Beautiful food, with Agent Fynbos in attendance.


Wild-inspired snacks from our friend Loubie.


Heidi Bertish, garden editor of Condé Nast's House and Garden, chats with the author before the interview proper, which was very illuminating, as only the best interviews are.

I'll write more about it when I have  the time, but for now, buy the book. Is all I can say.

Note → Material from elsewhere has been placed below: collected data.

PR #340, opened 2024-04-10
Sshirokov/336 transport

serges147:
- Added `ITransport`, `ICanTransport` & `IUpdTransport`
- `PayloadFragment` now immutable; `FragmentBuffer` is mutable span.


include/libcyphal/transport/msg_sessions.hpp
```diff
@@ -49,14 +47,13 @@ class IMessageTxSession : public IRunnable
     ///
     /// @param metadata Additional metadata associated with the message.
     /// @param payload_fragments Segments of the message payload.
-    /// @return `void` in case of success; otherwise an error.
+    /// @return `nullopt` in case of success; otherwise a transport error.
     ///
-    CETL_NODISCARD virtual Expected<void, AnyError> send(const TransferMetadata& metadata,
+    CETL_NODISCARD virtual cetl::optional<AnyError> send(const TransferMetadata& metadata,
```
serges147, line 52: Making `void` specialization for `Expected` in my near future todo list. Temporary just using `optional`.

include/libcyphal/transport/multiplexer.hpp
```diff
@@ -0,0 +1,20 @@
...
+#ifndef LIBCYPHAL_TRANSPORT_MULTIPLEXER_HPP_INCLUDED
+#define LIBCYPHAL_TRANSPORT_MULTIPLEXER_HPP_INCLUDED
+
+namespace libcyphal
+{
+namespace transport
+{
+
+class IMultiplexer
+{};
```
serges147, line 15: Such empty interface is just temporary - will be in use soon.

include/libcyphal/transport/can/transport.hpp
```diff
@@ -0,0 +1,116 @@
...
+
+class ICanTransport : public ITransport
+{};
+
+struct Factory final
+{
+public:
+    Factory() = delete;
+
+    CETL_NODISCARD static inline Expected<UniquePtr<ICanTransport>, FactoryError> make(
```
pavel-kirienko, line 28: Why can't this be a freestanding function?

pavel-kirienko (changes requested):

include/libcyphal/transport/can/media.hpp
```diff
@@ -0,0 +1,87 @@
...
+    /// The lifetime of the filter array may end upon return (no references retained).
+    /// @return Returns `true` on success, `false` in case of a low-level error (e.g., IO error).
+    ///
+    CETL_NODISCARD virtual bool setFilters(const Filters filters) noexcept = 0;
+
+    /// @brief Schedules the frame for transmission asynchronously and return immediately.
+    ///
+    /// @return Returns `true` if accepted or already timed out; `false` to try again later.
+    ///
+    CETL_NODISCARD virtual Expected<bool, cetl::variant<ArgumentError>> push(
```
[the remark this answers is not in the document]
serges147: ok, I'll add it

include/libcyphal/transport/defines.hpp
```diff
@@ -66,7 +66,15 @@ struct ServiceTransferMetadata final : TransferMetadata
...
-using PayloadFragments = cetl::span<cetl::span<std::uint8_t>>;
+
+/// @brief Defines a mutable span of bytes that represents a buffer for payload fragment.
+using FragmentBuffer = cetl::span<std::uint8_t>;
+
+/// @brief Defines a span of bytes that represents an immutable fragment of payload.
+using PayloadFragment = cetl::span<const std::uint8_t>;
+
+/// @brief Defines a span of immutable fragments of payload.
+using PayloadFragments = cetl::span<const PayloadFragment>;
```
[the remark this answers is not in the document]
serges147: ok, I will give up aliases for trivial `cetl::span<[const] std::uint8_t>` (aka `FragmentBuffer` & `PayloadFragment `), but keep `PayloadFragments`.

include/libcyphal/transport/udp/transport.hpp
```diff
@@ -0,0 +1,112 @@
...
+    }
+    CETL_NODISCARD ProtocolParams getProtocolParams() const noexcept override
+    {
+        return ProtocolParams{};
+    }
+
+    CETL_NODISCARD Expected<UniquePtr<IMessageRxSession>, AnyError> makeMessageRxSession(
+        const MessageRxParams&) override
+    {
+        return ArgumentError{};
```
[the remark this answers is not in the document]
serges147: yes, this is the idea, I just not yet looked at UDP at all - anyway, I will replace them.

include/libcyphal/transport/can/transport.hpp
serges147: My rationale was to avoid freestanding functions (which for my taste a bit "c-style"), but instead you know "encapsulate" them into some sort of entity (like this `Factory`). Also, IMHO if we apply such pattern everywhere then it will be easier for users to guess where to find a factory method, like always `<correct_namespace>::Factory::make(...)` something. But in general I'm totally good with essentially the same `<correct_namespace>::makeSomething(...)` approach.

Probably it's again my Swift habits - there are no namespaces in Swift, so any freestanding function is GLOBAL one, which is considered as bad design - so you nest such functions in some (sub)type as static one.

Please let me know if my rationale is not applicable for c++, or there are reasons to specifically go with freestanding alternative. Thanks!

pavel-kirienko (approved):

include/libcyphal/transport/can/transport.hpp
serges147: will fix this in the next pr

It will become a botanical classic.


Open Gardens Constantia 2014


South Africa's democracy is 20 years old, and so is Open Gardens Constantia.

Come and celebrate by visiting five open gardens tomorrow and Saturday, enjoying tea and cake (being baked as we speak, several hundred of them) in one garden, an unusual plant sale in another, and local Cape Flats organic produce and beadwork in a third.

Buy a ticket for the raffle and you stand to win a copy of Marijke Honig's new Indigenous Plant Palettes (the book launch is tonight, at Kirstenbosch), a beautiful hanging basket planted with herbs, or 10 bags of Reliance organic compost.

Proceeds are donated to Abalimi Bezekhaya and Soil for Life.



Some useful links:

Open Gardens Constantia garden locations

Tickets

Plant Sale

For more background and to enjoy some of the plants that will be sold at the unusual plant sale, visit the Open Gardens Constantia blog where I have been moonlighting for the last several months.


Wednesday, November 12, 2014

Back under the mountain


Fresh from flying down across the Atlantic, then down the length of South Africa, and breaking the sound barrier in an airport cab en route to No. 9,  under a sky where clouds roiled like breakers over the mountain, I stumbled about the windy garden, where the southwester was roaring too, and took some inadequate pictures. But they still give you a sense of it...


My mom has had less help than usual in the garden - everyone aging, things falling apart, but the centre still holds: the garden looks very beautiful.


The New Dawn, as prickly and prolific as ever.


Lichen. Clean air. 


And...The Corg.

I am watching my back.

(The next few days will be taken up with Open Gardens business, photos, cake-baking, shuttling, posting.  When I can, I shall post more gardens.)